Small Woman Owned Law Firm Implements Employee Infant on Board Program

For most companies in the business world, Take Your Child To Work Day comes but once a year. But at Freedom Law P.C., a small woman-owned law firm in Eastpointe, Michigan, employees can take their new babies to work until they’re six months old, reports Corp Magazine. The Infant-at-Work program — which is available to new moms and dads — allows employees to bring their babies to work up through the age of 6 months or when they begin to crawl (whichever comes first). Certain caveats apply; participating employees must make their workstation suitable for the baby, maintain acceptable work performance and minimize the baby’s disruption and designate a coworker to provide backup care.  Charissa Potts, one of the firm’s founders and principal attorneys says that the program support employees as they become parents and encourages them to return to work sooner.

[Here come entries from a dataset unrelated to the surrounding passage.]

PR #181, opened 2021-03-24
Align upstream and downstream base images

leifmadsen:
Better align the upstream and downstream base images so that we have a
better idea that changes we make upstream will work without issue downstream


leifmadsen:
I'm going to fix the linting here the same as I did in master earlier just to keep this from complaining.

pleimer (approved):

PR #186, opened 2021-03-29
[WIP] Additional service monitors to monitor STF itself

csibbitt:


roles/servicetelemetry/templates/manifest_servicemonitors.j2
```diff
@@ -0,0 +1,57 @@
...
+          sourcelabels: []
+        - action: labeldrop
+          regex: namespace
+          sourcelabels: []
+        - action: labeldrop
+          regex: instance
+          sourcelabels: []
+        - action: labeldrop
+          regex: job
+          sourcelabels: []
```
leifmadsen, line 23: These are from a day before I worked on the project. I wonder if we should just try dropping these and building a new set of `metricRelabelings` as we determine? We might end up with the same thing, but at least we'll have worked through why they are here.

leifmadsen (commented):
Looks good so far

roles/servicetelemetry/templates/manifest_servicemonitors.j2
csibbitt: Easy enough to hack these out of our live installation and see if we find those labels valuable on not

PR #187, opened 2021-03-30
Only need 15 OSDs in test configuration

leifmadsen:
For our default test environment of 3 ceph nodes, there are only 15 OSDs configured. We have
16 configured as we start counting at 0. Dropping the ceph-osd.15 list item.


csibbitt (approved):
I'll take your word for it

leifmadsen:
> I'll take your word for it

I also did a visual check across the 3 controllers, and no `15` value was present.

PR #188, opened 2021-03-31
[WIP] hackfest servicemonitors and recordingrules

csibbitt:
This is incomplete but useful.

### DIFF
--- a/roles/servicetelemetry/templates/manifest_recordingrules.j2
+++ b/roles/servicetelemetry/templates/manifest_recordingrules.j2
@@ -1,0 +1,86 @@
+apiVersion: monitoring.coreos.com/v1
+kind: PrometheusRule
+metadata:
+  labels:
+    prometheus: stf-default
+    role: alert-rules
+  name: stf-data-model-rules
+  namespace: service-telemetry
+spec:
+  groups:
+  - name: stf-data-model-base-fs-util
+    rules:
+    - record: stf_fs_util_pcnt_inodes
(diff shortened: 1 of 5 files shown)


roles/servicetelemetry/templates/manifest_recordingrules.j2
```diff
@@ -0,0 +1,86 @@
...
+    - record: stf_sg_util_ceilometer_msgs_total
+      expr: sg_total_ceilometer_msg_received_count
+    - record: stf_sg_util_collectd_metrics_total
+      expr: sg_total_collectd_metric_decode_count
+    - record: stf_sg_util_collectd_msgs_total
+      expr: sg_total_collectd_msg_received_count
+    - record: stf_sg_util_all_metrics_total
+      expr: sg_total_ceilometer_metric_decode_count + sg_total_collectd_metric_decode_count
+    - record: stf_sg_util_all_msgs_total
+      expr: stf_sg_util_ceilometer_msgs_total + sg_total_collectd_msg_received_count
```
leifmadsen, line 78: I can't seem to get these ones to work. I tried various combinations, but it doesn't seem to like doing addition on them. Just returns an empty set.

Also I would have expected to see the expr being something like `stf_sg_util_collectd_msgs_total + stf_sg_util_ceilometer_msgs_total` but none of the combinations of `stf` or `sg` metrics seems to work.

If I wrap the `stf` rules in `sum()` and then `sum(...) + sum(...)` that seems to work, but not sure if this is exactly what we're going for here.

csibbitt: I'll take a closer look at this one, thanks.

csibbitt:
An idea we might explore again in the future, but not currently a priority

Some may argue that the telecommuting options has displaced the need for Infant-at-Work Programs – but I would disagree. For starters, even those firms and companies that allow telecommuting often require attorneys and staff on site two or three days a week. The Infant-at-Work Program thus spares employees the cost of childcare -even part-time – for a couple of months. Moreover, telecommuting is a limited and somewhat elitist response to equality in the workplace. While professionals like attorneys can work from home easily, other law firm jobs – like receptionists, IT and administrative support – require performance on site. Infant-on-Work programs thus support staff who have fewer flex options, not to mention less money for childcare than attorneys.

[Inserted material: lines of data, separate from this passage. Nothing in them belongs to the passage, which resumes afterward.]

PR #189, opened 2021-04-02
Added a more complete prometheus alert rules file

josecastillolema:
In addition to the existing  prometheus alert rules (`alerts.yaml`) we suggest adding a new one (`alerts_extended.yaml`) with prometheus rules for:
 - ceph
 - virtual layer
 - availability

### DIFF
--- a/deploy/alerts/README.md
+++ b/deploy/alerts/README.md
@@ -6,16 +6,16 @@ amount of standard deviation). They provide a default and may
 require adjustment for specific deployments.
 
 ## alerts_extended.yaml
-Besides `alerts.yaml` alarms from openstack.rules, it includes:
- - ceph.rules: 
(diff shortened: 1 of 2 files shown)


csibbitt:
Thanks very much for this, Joe! We're working on some updates to our internal metrics model + dashboards and alerts in upcoming sprints, so qw will work this in to what we're doing where appropriate.

csibbitt:
It's been a long time since this was submitted, and from a quick glance it still looks valuable. We never did the overhaul of the metrics model, so this may even work as-is.

Testing and documenting this might be a good exercise for new team members.

leifmadsen:
Based on the current lifecycle for STF, I don't believe this will get merged and reviewed going forward. I'm going to close this out as part of overall clean up, but we do appreciate the contribution, and I am sorry it didn't get any attention.

PR #190, opened 2021-04-06
Install Ansible for working CI

leifmadsen:


leifmadsen:
For some reason installing `ansible-lint` alone is not enough. The linting test would fail with a complaint about missing Ansible:

```
ERROR    No module named 'ansible'
FATAL: ansible-lint requires a version of Ansible package >= 2.9, but none was found. Please install a compatible version using the same python interpreter. See https://docs.ansible.com/ansible/latest/installation_guide/intro_installation.html#installing-ansible-with-pip
Error: Process completed with exit code 4.
```

This change results in that error message no longer failing the CI.

PR #193, opened 2021-04-15
Make generating CSVs possible via templated CSV

leifmadsen:
Adjust the deploy/ directory contents so that generating a CSV is
possible for release automation. Makes use of a UNIX timestamp to
provide the final version position after defining the major release
version of the CSV.


leifmadsen:
OK I think I'm happy enough with this now that it could be merged. Eventually I think I want to get this actually building and pushing the resulting bundle images to quay.io, and then updating the index image for us as well. Might need some tweaking for downstream and such as well, variable names, all that good stuff, but at least we have a way of reproducing and templating the bundle contents now.

pleimer (approved):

There’s another shortcoming to telecommuting: the out of sight, out of mind syndrome. When employees work from home, they’re often left out of the impromptu brainstorming or spur of the moment client conversations that they might have been included in if they’d been present at the office. Programs that make it easier for new parents to return to the workplace keeps them in the loop.

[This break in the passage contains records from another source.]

PR #207, opened 2021-06-03
Adjust grafana datasource name to be more general

pleimer:
Previous naming of the grafandatasource implied only a prometheus datasource was controlled by the object when in fact a couple of elasticsearch datasources were too. This made documentation misleading

### DIFF
--- a/roles/servicetelemetry/tasks/component_grafana.yml
+++ b/roles/servicetelemetry/tasks/component_grafana.yml
@@ -35,7 +35,7 @@
     k8s:
       api_version: integreatly.org/v1alpha1
       name: '{{ meta.name }}-ds-datasource'
-      kind: GrafanaDatasource
+      kind: GrafanaDataSource
       namespace: '{{ meta.namespace }}'
       state: absent
 
--- a/roles/servicetelemetry/tasks/component_grafana.yml
+++ b/roles/servicetelemetry/tasks/component_grafana.yml
@@ -34,7 +34,7 @@
   - name: Remove legacy datasources
     k8s:
       api_version: integreatly.org/v1alpha1
-      name: '{{ meta.name }}-ds-datasource'
+      name: '{{ meta.name }}-ds-prometheus'
       kind: GrafanaDataSource
       namespace: '{{ meta.namespace }}'
       state: absent
--- a/roles/servicetelemetry/tasks/component_grafana.yml
+++ b/roles/servicetelemetry/tasks/component_grafana.yml
@@ -34,7 +34,7 @@
   - name: Remove legacy datasources
     k8s:
       api_version: integreatly.org/v1alpha1
-      name: '{{meta.name}}-ds-datasource'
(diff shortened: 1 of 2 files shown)


roles/servicetelemetry/templates/manifest_grafana_ds.j2
```diff
@@ -1,7 +1,7 @@
 apiVersion: integreatly.org/v1alpha1
 kind: GrafanaDataSource
 metadata:
-  name: {{ meta.name }}-ds-prometheus
+  name: {{ meta.name }}-datasources
```
leifmadsen, line 4: Will the dashboards will need to be adjusted for this? This is just a local naming convention in Grafana right?

leifmadsen: Never mind I looked through the code. This looks good.

leifmadsen (commented):
When this is approved, can you cherry pick this against `stable-1.2` and `stable-1.3` as well?

Also just got thinking here... what happens when we've already defined the datasource previously, and we change this? I think we're going to find we have the same data sources created and listed twice, or one of these is going to fail. At the very least I think we'll have something that is stale.

You're probably going to need to add a look up that looks for the existing DS and then remove it (`state: absent`) when the `{{ meta.name}}-ds-datasource` is present. Make the change, cherry pick this to `stable-1.2` and `stable-1.3`, and then create another patch that removes the check from `master` (as we won't need it for `stable-1.4`).

roles/servicetelemetry/templates/manifest_grafana_ds.j2
pleimer: this won't affect the dashboards at all. This change is purely to make the documentation less confusing

roles/servicetelemetry/tasks/component_grafana.yml
```diff
@@ -23,14 +23,22 @@
...
 
     - name: Decode elasticsearch password
       set_fact:
         elasticsearch_pass: '{{ es_secret.resources[0].data.elastic | b64decode }}'
     when: servicetelemetry_vars.backends.events.elasticsearch.enabled
 
+  - name: Remove legacy datasources
+    k8s:
+      api_version: integreatly.org/v1alpha1
+      name: '{{meta.name}}-ds-datasource'
```
leifmadsen, line 37:
```suggestion
      name: '{{ meta.name }}-ds-datasource'
```

roles/servicetelemetry/tasks/component_grafana.yml
```diff
@@ -23,14 +23,22 @@
...
+      kind: grafanadatasource
```
leifmadsen, line 38:
```suggestion
      kind: GrafanaDatasource
```

pleimer:
This has been tested and the deletion of the previous datasource works as expected

mrunge (approved):

PR #224, opened 2021-07-01
Deploy a sensubility smartgateway

pleimer:
A sensubility smartgateway is configured to listen to container health events from sensubility at a separate QDR  address from all other smartgateways and store the results as metrics into Prometheus. Resolves: rhbz#1956912

Depends-on: https://github.com/infrawatch/sg-core/pull/60

### DIFF
--- a/roles/servicetelemetry/defaults/main.yml
+++ b/roles/servicetelemetry/defaults/main.yml
@@ -73,7 +73,7 @@ servicetelemetry_defaults:
             subscription_address: anycast/ceilometer/metering.sample
             debug_enabled: false
           - collector_type: sensubility
-            subscription_address: sensubility/metrics
+            subscription_address: sensubility/telemetry
             debug_enabled: false
       events:
         collectors:
--- a/roles/servicetelemetry/defaults/main.yml
+++ b/roles/servicetelemetry/defaults/main.yml
@@ -72,6 +72,9 @@ servicetelemetry_defaults:
           - collector_type: ceilometer
             subscription_address: anycast/ceilometer/metering.sample
             debug_enabled: false
+          - collector_type: sensubility
+            subscription_address: sensubility/metrics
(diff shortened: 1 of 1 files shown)


roles/servicetelemetry/defaults/main.yml
```diff
@@ -72,6 +72,9 @@ servicetelemetry_defaults:
           - collector_type: ceilometer
             subscription_address: anycast/ceilometer/metering.sample
             debug_enabled: false
+          - collector_type: sensubility
+            subscription_address: sensubility/metrics
```
pleimer, line 76: I haven't fully decided what this address should be yet, any suggestions?

leifmadsen: Name seems fine to me.

leifmadsen:
Seem to be missing the logic to handle this new type. I underestimated the amount of changes required to support this new feature, as I thought it might just show up in the existing Smart Gateways that were deployed. If we're going to be creating a whole new SG type for this, then I'm not sure this is the correct approach.

Perhaps we should be focused on getting the data set up in sg-core to better match what we already had rather than migrating to a new approach in such a short time frame.

pleimer:
Note: I will be adding smoke test updates to a different PR

csibbitt (approved):

roles/servicetelemetry/defaults/main.yml
leifmadsen: Actually I think I'd like this to align to something we already have a bit. I'd suggest `sensubility/telemetry` to align to `collectd/telemetry`.

leifmadsen, line 76:
```suggestion
            subscription_address: sensubility/telemetry
```

leifmadsen:
Merging as dependency in sg-core has been merged.

PR #236, opened 2021-07-12
Enable Ceilometer events

leifmadsen:
The upstream ceilometer-write-qdr for Train is not in sync with the contents
deployed downstream for ceilometer-write-qdr.yaml. The upstream implements the
Publish parameters, but the current 16.1 deployment does not provide those.
Added appropriate configuration required for RHOSP16.1.

### DIFF
--- a/tests/infrared/16/enable-stf.yaml.template
+++ b/tests/infrared/16/enable-stf.yaml.template
@@ -20,9 +20,9 @@ custom_templates:
         ManagePolling: true
         ManagePipeline: true
 
-        # required to set valid parameter due to typo in ceilometer-write-qdr.yaml
-        # and will be resolved in a future release
+        # enable Ceilometer metrics and events
         CeilometerQdrPublishMetrics: true
+        CeilometerQdrPublishEvents: true
 
         # enable collection of API status
         CollectdEnableSensubility: true


leifmadsen:
Testing is currently in progress. Do not merge, but I expect this will work.

tests/infrared/16/enable-stf.yaml.template
```diff
@@ -20,9 +20,9 @@ custom_templates:
         ManagePolling: true
         ManagePipeline: true
 
-        # required to set valid parameter due to typo in ceilometer-write-qdr.yaml
-        # and will be resolved in a future release
+        # enable Ceilometer metrics and events
         CeilometerQdrPublishMetrics: true
+        CeilometerQdrPublishEvents: true
```
leifmadsen, line 26: Just an FYI that this should go away in the 16.2 timeframe since the changes upstream should be pulled in during full import. It's required for 16.1 because the ceilometer-write-qdr.yaml template is not in sync with upstream Train (missing these parameters).

csibbitt (approved):

leifmadsen:
Testing is completed and the expected configuration is available:

```yaml
sinks:
    - name: event_sink
      transformers:
      triggers:
      publishers:
          - gnocchi://?filter_project=service
          - notifier://172.17.1.11:5666/?driver=amqp&topic=cloudops04-event
```

leifmadsen:
I can confirm events are now coming in with this change.

Issue #90, opened 2018-09-28
i18n string suggestions


747:
There are a few places where grammatically contiguous variables are outside of translatable string, which makes grammatically correct rendering difficult to impossible in some languages.

For example, this line:
```
 elsif item.is_a?(String) ; %(<li class="current"><span class="show-for-sr">#{pagy_t('pagy.nav.current')}</span> #{item}</li>) # active page
```
is supposed to be displayed in English locale as
> You're on page _#{item}_

while under Japanese word order, it must be like
> 現在 _#{item}_ ページ目です

So, the variable should be included in the string.

-----
Places with same problem as far as I noticed:
```
 html << %(<span class="pagy-compact-input" style="margin: 0 0.6rem;">#{pagy_t('pagy.compact.page')} #{input} #{pagy_t('pagy.compact.of')} #{p_pages}</span> )
```
```
 html << %(#{pagy_t('pagy.items.show')} #{input} #{pagy_t('pagy.items.items')})
```

ddnexus:
True. Very true! :/
Fixing that is probably going to break the current translations, but it is definitely something that needs to be done.
Please, could you post a comprehensive list all of all the places that get affected by that?

PR #93, opened 2018-09-30
I18n refactoring

ddnexus:
As pointed out in #90, a few strings are difficult or impossible to translate in certain languages.

Here are a few commits that re-compose the string in a friendlier way, and remove the `pagy.nav.current` string (marginal and only used by foundation).

Each translation should be reviewed by a native speaker. Particularly the `pagy.items` for `ja`, `ru`, `tr` and `zh-cn`.

Calling in @747, @serghost and @msdundar.


lib/locales/pagy.yml
```diff
@@ -156,12 +141,10 @@ tr:
...
         other: "kayıt"
-    compact:
-      page: "Sayfa"
-      of: "/"
+    compact: "Sayfa %{page_input} / %{pages}"
     items:
-      show: "Göster"
-      items: "sayfa başı"
+      one: "Göster %{items_input} sayfa başı"
+      other: "Göster %{items_input} sayfa başı"
```
msdundar:
```ruby
one: "Sayfada %{items_input} kayıt göster"
other: "Sayfada %{items_input} kayıt göster"
```

is grammatically more correct.

ddnexus: Thank you!

ddnexus: One question: is there any difference if the items in the `items_input` are 1 or more than 1?

msdundar: No, there is not.

lib/locales/pagy.yml
```diff
@@ -178,11 +161,9 @@ zh-cn:
         zero: "项目"
         one: ""
         other: ""
-    compact:
-      page: "页面"
-      of: "/"
+    compact: "页面 %{page_input} / %{pages}"
```
747: Now we can have:
```
    compact: "第 %{page_input} / %{pages} 页"
```

lib/locales/pagy.yml
```diff
@@ -85,19 +76,16 @@ ja:
         zero: "結果"
         one: "結果"
         other: "結果"
-    compact:
-      page: "ページ"
-      of: "/"
+    compact: "ページ %{page_input} / %{pages}"
```
747: So that more I think naturally
```
    compact: "%{page_input} / %{pages} ページ"
```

But what I like best about Infant-at-Work programs is that they evince a visible commitment to working parents that’s much more powerful than a telecommuting program alone. Because when you walk into a law firm with toys strewn in a workstation and moms and dads cradling a baby while talking to a client on the phone or tapping out a brief, you know that this is a firm that goes to the mat for its employees and will do the same for its clients.